It Takes Three to Make a Mess Go Right

(Ok, ignore my cheesy post title.  My house is a little too hot and I haven't had my second cup of coffee.)

I do not clean well or often.  I probably should at least care a little more about cleaning, but there is little reward in cleaning a house where children live.  In fact, I'm fairly certain a house with children does not WANT to be clean.  Perhaps my lack of cleanliness is just an attempt to give the house what it wants.  Yes, that puts an altruistic spin on my domestic shortcomings.

The house's preference aside, my three children each have their own particular way of encouraging the uncleanly state of the house.  Let's start with the youngest and work our way up:


First there is my Moose: He is 15 months.  He is the tiniest of us all.  He has little baby hands that lack dexterity, and he could trip on a dust bunny if it was sticking off the carpet just far enough.  But he does the most mess damage in the house by far.  If the living room is clean in the morning he must make a beeline for the nearest game within reach that has the most pieces and dump it everywhere.  Living room: check.  Despite his sometimes clumsy walking, he climbs on the table now effortlessly so nothing is safe, there are few places to put things so he can't dissect, rip, and generally destroy them.  He can de-cap markers and has a strong proclivity for coloring on things that I don't consider appropriate writing canvases: the chair, the floor, the couch, my arm.

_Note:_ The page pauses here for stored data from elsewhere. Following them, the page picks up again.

PR #485, opened 2023-01-08
Fix org-babel workflow when auto wrapping main function

psibi:
This bug is easily reproducible when you use try something like this:

```
let x = [1,2,3,4,5,6];
println!("{x:?}");
```

And then try executing it. While you will get the result properly, you could see in the Messages buffer that that would be some errors related to compilation buffer.

And the reason is this: It tries to do rustfmt on the babel block and fails. In this fix, I just disable doing rustfmt when we have enabled automatic wrapping or when we instruct it to wrap the main function.

Another alternative fix could be do rustfmt on the wrapped main function and the remove the wrapped main function and render it again on the babel blocks. But IMO, that's going to be very fragile.

### DIFF
--- a/README.md
+++ b/README.md
@@ -93,7 +93,7 @@ of rustic, however can be considered light-weight compared to some rustic's
 functionality.
 
 The shared functions and options exist as aliases in the rust-mode and
-rustic namespace for backwards compatability reasons(rustic has been a fork).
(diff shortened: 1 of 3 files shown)


brotzeit:
Works for me.

brotzeit (approved):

These types of things.  

But his absolute worst damage is meal time.  I can clean the dining room floors to a spotless sheen (not that I would, but for the sake of argument), and as soon as he eats you would never know I cleaned at all.  The boy doesn't communicate well when he doesn't want a food item, so where a simple "no" would suffice he prefers instead to throw all undesired food on the floor.  Sometimes he even uses his arms like windshield wipers to more efficiently remove food from his tray.  Ingenious, that one.  

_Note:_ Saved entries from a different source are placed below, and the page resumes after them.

PR #486, opened 2023-01-08
Make envrc mode work

### LINKED ISSUE #420: Problem with local environments (`envrc`)
When using local environments with `envrc`, compilation fails because `cargo` is not found [1]. This is, because compilation is performed in a temporary buffer, and the local environment is not copied over. There has been a fix in `rust-mode` [2,3], but the relevant function `rust-buffer-project` is not used by `rustic`. Instead, `rustic-buffer-workspace` is used, which seems to be identical or at least very similar. Could we also implement the fix into the function used by `rustic`, or remove the duplicated code and use `rust-buffer-project`?

Thanks for your help!

References:
- [1] https://github.com/purcell/envrc/issues/12
- [2] https://github.com/rust-lang/rust-mode/issues/446
- [3] https://github.com/rust-lang/rust-mode/pull/447/files

tesujimath:
Propagate process-environment and exec-path to any auxiliary buffer which is created, so that [envrc](https://github.com/purcell/envrc) mode works.

An example requirement for this is with [Nix development shells via direnv](https://nixos.wiki/wiki/Development_environment_with_nix-shell).  With this, the Rust compiler, rust-analyzer, et al are not on the user's default path, but only on a local path configured by direnv within the project directory.

Two different mechanisms are used to make this work.

1. Code which makes use of `get-buffer-create` or `generate-new-buffer` is wrapped in [inheritenv](https://github.com/purcell/inheritenv)

2. A macro which wraps `with-temp-buffer` is used in place of that, since inheritenv does not handle that case, adapted from https://github.com/magit/magit/pull/4169

Subsequent additions of code which creates such auxiliary buffers should do likewise.

Additionally, LSP mode is started with `lsp-deferred` so that envrc has a chance to configure the path before it is required.

This change is working for me for cargo compilation and LSP mode rust-analyzer.  I am sure I'm not utilising the full surface area of rustic mode, so may have overlooked something.  Feedback welcome.

Fixes #420

### DIFF
--- a/rustic-babel.el
+++ b/rustic-babel.el
@@ -67,25 +67,26 @@ considered."
 Compilation is started in directory DIR with appropriate
 TOOLCHAIN-KW-OR-STRING and MAIN-P indicates if a main function
 should be wrapped in which case we will disable rustfmt."
-  (let* ((err-buff (get-buffer-create rustic-babel-compilation-buffer-name))
-         (default-directory dir)
-         (toolchain (cond ((eq toolchain-kw-or-string 'nightly) "+nightly")
-                          ((eq toolchain-kw-or-string 'beta) "+beta")
-                          ((eq toolchain-kw-or-string 'stable) "+stable")
-                          (toolchain-kw-or-string (format "+%s" toolchain-kw-or-string))
-                          (t (format "+%s" rustic-babel-default-toolchain))))
-         (params (list "cargo" toolchain "build" "--quiet"))
-         (inhibit-read-only t))
-    (rustic-compilation-setup-buffer err-buff dir 'rustic-compilation-mode)
-    (when rustic-babel-display-compilation-buffer
-      (display-buffer err-buff))
-    (rustic-make-process
-     :name rustic-babel-process-name
-     :buffer err-buff
-     :command params
-     :filter #'rustic-compilation-filter
-     :sentinel (lambda (proc output)
-                 (rustic-babel-build-sentinel toolchain proc output main-p)))))
+  (rustic--inheritenv
+   (let* ((err-buff (get-buffer-create rustic-babel-compilation-buffer-name))
+          (default-directory dir)
+          (toolchain (cond ((eq toolchain-kw-or-string 'nightly) "+nightly")
+                           ((eq toolchain-kw-or-string 'beta) "+beta")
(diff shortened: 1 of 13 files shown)


psibi:
> An example requirement for this is with [Nix development shells via direnv](https://nixos.wiki/wiki/Development_environment_with_nix-shell).

I use pretty much the same workflow and have been using [envrc](https://github.com/purcell/envrc) for it which seems to well (at least for my workflows).

rustic-babel.el
```diff
@@ -9,6 +9,8 @@
 (require 'ob-ref)
 (require 'ob-core)
 
+(require 'inheritenv)
```
brotzeit, line 12: I'm afraid we can't just assume the package is present. Do you think we can use this functionality only when inheritenv is present ? I'm hesitant to make this an additional dependency, it seems it isn't used this way by many packages https://melpa.org/#/inheritenv

tesujimath: @brotzeit That's a good point!  I pushed up a new commit which only uses inheritenv if available.  How does this seem to you now?

tesujimath:
Squashed before rebase, sorry, as rebase unsquashed is just :weary:

rustic.el
```diff
@@ -163,6 +170,22 @@ this variable."
...
+;; with inheritenv.  Rather than depend on that package, we conditionally
+;; wrap if it is installed.  Users of envrc ought to ensure the inheritenv
+;; package is available before loading rustic.
+
+(defmacro rustic--inheritenv (&rest body)
+  "Wrap BODY so that the environment it sees will match the current value.
+This is useful if BODY creates a temp buffer, because that will
+not inherit any buffer-local values of variables `exec-path' and
+`process-environment'."
+  `(if (featurep 'inheritenv)
```
brotzeit, line 185: Do you think it makes sense to change it to `(or (featurep 'inheritenv) (require 'inheritenv nil t))` ? Just in case.

tesujimath: That doesn't make sense to me.

In order to activate this, prior to loading rustic we must already have done `(require-package 'inheritenv)`, after which `(featurep 'inheritenv)` will be true.

What scenario are you thinking of?

brotzeit:
Thanks!

tesujimath:
Thanks for merging this promptly!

We don't have ants in the house yet, but I imagine we are at Amber alert for an invasion in the near future.  I caught one single ant in the house yesterday and I wasn't a kind hostess.  He wasn't a bad ant, but you know how social ants can be and I didn't care to meet all his friends.  Not that my ant control attempts matter much, what with the tiny ant sized sign outside our house that says, "TODDLER INSIDE: Free buffet for the foreseeable future".    

Also, my husband and I marvel at how we can give my Moose a tiny spoonful of something like peanut butter and thirty seconds later there is more peanut butter on his shirt and hands than we gave him to begin with.  I swear he multiplies it.  I don't know how, though I suspect saliva is part of the magic trick.  

But let's move onto my middle son.  He is my outdoor boy, so of all the children he tracks in the most sand, mud, etc.  And its not just the floors...the tub actually seems to be revolting from all the sand the children have deposited into it by refusing to drain properly.  So there goes the motivation for cleaning the tub.  And with all the going inside and out and outside and in my son is constantly changing shoes, which I find strewn all over the house.  How does he have so many shoes?  Why don't they match half of the time?  My middle son also prefers toys that are "sets"...you know, train sets, duplo sets, puzzle sets.  Things that have many pieces and must take up a whole section of floor or table and sometimes must remain set up for...well as long as we can keep the baby Moose from destroying them.  And I can't very well vacuum under a train set, can I?

But I digress.  My oldest, and only daughter, is perhaps the least messy, although she is also the least likely to be a willing participant in cleaning up anything.  But I have this against her: glitter.  Oh yes.  The glitter usage seems to have increased dramatically of late, so if you see us out and about all bedazzled in sparkle I assure you we are not trying to be ostentatious.  Aside from glitter, my daughter enjoys writing and coloring and drawing about everything, which I honestly love, except for the part where I don't know which papers belong in the recycle bin and which I would regret throwing out till my dying day.  The sheer quantity of papers is a bit alarming.  And she is only in Kindergarten, so I expect that our paper problem will likely get worse.

Anyway...now you have it.  The three smallest big reasons my house remains rather untidy.  But don't they look so clean and cute in the mirrors?  I thought so too.